Let $R$ be the quotient of a polynomial ring $k[x_1,x_2,\dots]$ in infinitely many variables over a field by the ideal generated by all products $x_ix_j$ for $i\neq j$. Note that if $P\subset R$ is a prime ideal, then there can be at most one $i$ such that $x_i\not\in P$. It follows that if $P_i$ is the ideal generated by all the $x_j$ for $j\neq i$, every minimal prime of $R$ is of the form $P_i$ (each $P_i$ is prime since $R/P_i\cong k[x_i]$). All of these minimal primes are contained in the maximal ideal $M$ generated by all the $x_i$. So $\operatorname{Spec} R$ has a point $M$ which is in all of the infinitely many irreducible components of $\operatorname{Spec} R$. (Geometrically, you should think of $\operatorname{Spec} R$ as infinitely many lines meeting at the point $M$. Indeed, there is a natural bijection between $\operatorname{Spec} R$ and infinitely many copies of $\mathbb{A}^1_k$ with the origin in all of them identified.)
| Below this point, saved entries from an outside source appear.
Issue #6788, opened 2024-11-15
AutoComplete: Enter does not submit form (PrimeVue 4)


tristanlins:
### Describe the bug

The issue #5618 is back in PrimeVue 4.
Hitting enter while the AutoComplete Input is focused does not submit the form.

### Reproducer

https://stackblitz.com/edit/mjkldi

### PrimeVue version

4.2.1

### Vue version

4.x

### Language

TypeScript

### Build / Runtime

Vite

### Browser(s)

Chrome 130

### Steps to reproduce the behavior

Using the [Form example](https://primevue.org/autocomplete/#forms).
Enter some text, choose a country, hit enter.

### Expected behavior

The form should be submitted.

rajaie:
Ran into this as well

catalinp2004:
would also need a fix for this, if and when possible.

rajaie:
Temporary workaround I'm using. I'm not using multiselect or other options so you'll probably need to modify it if you are.

```
const searchAutocomplete = ref();
onMounted(() => {
  const handleEnter = (e) => {
    if (e.key === 'Enter') {
      if (!searchAutocomplete.value.overlayVisible && searchAutocomplete.value.focused) {
        submitSearch()
      }
    }
  }

  window.addEventListener('keydown', handleEnter)

  onUnmounted(() => {
    window.removeEventListener('keydown', handleEnter)
  })
})
            <AutoComplete
              ref="searchAutocomplete"......
```

PR #7108, opened 2025-01-16
fix(autocomplete): avoid default event prevention on enter key press primefaces#6788

SamVanini:
### Defect Fixes
Fixes https://github.com/primefaces/primevue/issues/6788

The default event prevention added with commit https://github.com/primefaces/primevue/commit/439ece1f2f2d991e3eb5e9aea9d4fd950da13fbc does not allow to submit a form using enter and numpad enter keys


tugcekucukoglu:
Unfortunately, this PR does not solve the problem. Open to a new solution.

Thanks for your contribution.

PR #7111, opened 2025-01-17
fix(textarea): issues with ResizeObserver inside of Firefox

J-Michalek:
I have encountered this issue within Firefox when using `auto-resize = true` on the `Textarea` component. It would only appear sometimes when trying it out myself, but it would happen every time when used inside of a Cypress test.

This change resolves the issue and should do no harm to other browsers.


tugcekucukoglu (approved):

tugcekucukoglu:

Thanks for your contribution.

On the other hand, it is impossible for the local ring at an intersection point of infinitely many irreducible components to be a domain. To see this, we may assume our scheme is affine; say it is $\operatorname{Spec} R$ for some ring $R$, and the intersection point is some prime $P\subset R$. The irreducible components of $\operatorname{Spec} R$ correspond to the minimal prime ideals of $R$, so there are infinitely many minimal primes of $R$ contained in $P$. But there is an inclusion-preserving bijection between the prime ideals of the localization $R_P$ and the prime ideals of $R$ that are contained in $P$. So every minimal prime of $R$ corresponds to a minimal prime of $R_P$, and $R_P$ must therefore have infinitely many minimal primes. In particular, it cannot be a domain.